OK, Obies, it's that time of year again. Time to get out your whips and chains, remove your clothes, streak through North Quad, chalk up a storm, walk on egg shells and just generally go nuts. Yep, you've guessed it, it's All Roads time again, and this year, we've got `em for a whole week.
Are students trying to "shock the prospie" in order to prove to themselves how alternative and radical they are? Or is this some form of passive aggression directed at the administration, a chance to go, "ha, you made me eat in Stevenson even though I live off-campus, now I'm going to get even by scaring away the prospies." Or could it just be that All Roads happens to fall during the first week of spring, a period generally dedicated to zaniness and raging hormones?
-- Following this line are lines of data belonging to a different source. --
PR #552, opened 2022-07-27
Implement multiple languages support for the TermsOfServices

martinRenou:
Taking over #543 and making some changes in the original implementation.


wolfv:
@martinRenou for the linter, you can run `pre-commit run --all`

martinRenou:
Thanks!

plugins/quetz_tos/tests/test_quetz_tos.py
```diff
@@ -42,8 +43,14 @@ def test_tos_upload_by_owner(client, owner_user):
...
-    assert response.json()['filename'] == 'tos.txt'
-    assert response.json()['content'] == 'demo tos'
+
+    assert response.json()['files'][0]['language'] == 'EN'
+    assert response.json()['files'][0]['filename'] == 'tos_en.txt'
+    assert response.json()['files'][0]['content'] == 'demo tos en'
+
+    assert response.json()['files'][1]['language'] == 'FR'
+    assert response.json()['files'][1]['filename'] == 'tos_fr.txt'
+    assert response.json()['files'][1]['content'] == 'demo tos fr'
```
hbcarlos, line 53: Should we modify the GET to receive the language as a parameter? Otherwise, we are fetching all the languages on each request, and most clients are interested in just one language.

Something like `GET http://127.0.0.1:8000/api/tos?lang=EN`

For this REST end-point:
https://github.com/mamba-org/quetz/blob/1051658a1fe9fbbc1c02444aa3097307a1395d99/plugins/quetz_tos/quetz_tos/api.py#L38

hbcarlos (commented):
Thanks, @martinRenou! Looks good.
I'm thinking that maybe we should modify the `GET api/tos` end-point to receive the language as a parameter.

plugins/quetz_tos/tests/test_quetz_tos.py
martinRenou: Thanks!

I was thinking it was more convenient to fetch all languages at once, this way front-ends have the knowledge of which languages are available and can display a selection dropdown or something.

That being said we can probably reply with all the language versions if no language parameter is provided, and if a language is specified we can reply with only this language. I will push some changes for this :)

martinRenou: I pushed another commit adding a language parameter :)

hbcarlos (approved):
Thanks, @martinRenou!

PR #555, opened 2022-07-29
Fixes issues and tests on indexes

brichet:
This PR :
- updates indexes after each way to upload or delete a package
- adds some tests on update indexes function
- adds tests on duplicate upload, with and without `force` flag
- adds some tests on `repodata.json` file after deleting a package


wolfv:
Thank you @brichet this looks great!

Issue #539, opened 2022-05-31
Quetz frontend lacking Content-Type header for api-keys


riccardoporreca:
The issue can be easily reproduced using Docker image `mambaorg/quetz:v0.4.4`, as follows

```bash
echo '                       
[general]
frontend_dir = "/quetz-frontend"

[sqlalchemy]
database_url = "sqlite:///./quetz.sqlite"

[session]
# openssl rand -hex 32
secret = "b72376b88e6f249cb0921052ea8a092381ca17fd8bb0caf4d847e337b3d34cf8"
https_only = false
' > ~/quetz-test/config.toml
```

```bash
docker run --rm -v ~/quetz-test:/quetz-deployment mambaorg/quetz:v0.4.4 quetz create --dev /quetz-deployment
docker run --rm -v ~/quetz-test:/quetz-deployment -p 8000:8000 mambaorg/quetz:v0.4.4
```

- Browse to http://localhost:8000/api/dummylogin/alice
- Browse to http://localhost:8000/api-keys click "Request API Key" => no key is displayed
 
Inspecting the request hints at the issue
![image](https://user-images.githubusercontent.com/13663564/171300158-199d2b2e-a137-43c1-9f8c-903368c2a345.png)
![image](https://user-images.githubusercontent.com/13663564/171301068-a163253a-9649-41d3-a13b-50e98305ee0a.png)
reside in the lack of `Content-Type` header, which is indeed not specified (although commented out) in

https://github.com/mamba-org/quetz/blob/d63e2f155aa75dfe852b70674b01ab7732d234c2/quetz_frontend/src/views/ApiKeysView.vue#L49-L54

I tested locally by uncommenting the line, and the issue is indeed solved.

brichet:
Thanks @riccardoporreca for pointing out this issue and providing the means to fix it.
It should be fixed with https://github.com/mamba-org/quetz/pull/557

wolfv:
Hi @riccardoporreca thanks for pointing this out. Actually, we do not really maintain the frontend in this repository anymore. The new one is at https://github.com/mamba-org/quetz-frontend

riccardoporreca:
Thanks @wolfv for the pointer, I did see that repository but was not sure whether that was just version relatated somehow to JupyterLab, since it is a fork of https://github.com/jupyterlab-contrib/jupyterlab-app-cookiecutter :)

[...]

PR #557, opened 2022-08-16
Fix/several typo errors

brichet:
This PR fixes some little typo errors, including #539

### DIFF
--- a/README.md
+++ b/README.md
@@ -77,7 +77,7 @@ Run test upload using quetz-client. (For testing purposes, an API key is created
 
 ```bash
 export QUETZ_API_KEY=E_KaBFstCKI9hTdPM7DQq56GglRHf2HW7tQtq6si370
-quetz-client upload http://localhost:8000/api/channels/channel0 xtensor/linux-64/xtensor-0.16.1-0.tar.bz2 xtensor/osx-64/xtensor-0.16.1-0.tar.bz2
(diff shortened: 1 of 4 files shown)


README.md
```diff
@@ -77,7 +77,7 @@ Run test upload using quetz-client. (For testing purposes, an API key is created
 
 ```bash
 export QUETZ_API_KEY=E_KaBFstCKI9hTdPM7DQq56GglRHf2HW7tQtq6si370
-quetz-client http://localhost:8000/api/channels/channel0 xtensor/linux-64/xtensor-0.16.1-0.tar.bz2 xtensor/osx-64/xtensor-0.16.1-0.tar.bz2
+quetz-client upload http://localhost:8000/api/channels/channel0 xtensor/linux-64/xtensor-0.16.1-0.tar.bz2 xtensor/osx-64/xtensor-0.16.1-0.tar.bz2
```
wolfv, line 80: thanks! 

I think we never released the version of the `quetz-client` where the `upload` subcommand is required. Do you think we can add a backwards-compatible "upload-without-subcommand" to the quetz-client?

brichet: I didn't find a way using `argparse`.
we can set a default `subpasers`, but it's working only if there is no following arguments (which is not the case when uploading a package).
The only way I found is to add it manually in sys.argv, like : 

``` python
if len(sys.argv) > 1 and sys.argv[1] not in ALLOWED_SUBCOMMANDS:
    sys.argv.insert(1, "upload")
```

brichet: Finally I implemented https://stackoverflow.com/a/46964652/15860586, the same idea as above but without changing `sys.argv`, only using `argparse`, which is better.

One could say that throwing the fetish party, hempfest, male exotica and Pride Week during All Roads is good for the prospies. After all, if a prospective can make it through this weekend, she'll breeze through anything she might encounter in the next four years here.
Or does the craziness of All Roads set people up for a major disappointment once they actually enroll here? Could the general sense of ennui and apathy found here be a result of dashed expectations? If students come here expecting bondage and campus-wide smoke-ups, one can see how they would be disappointed by the daily grind of A-level.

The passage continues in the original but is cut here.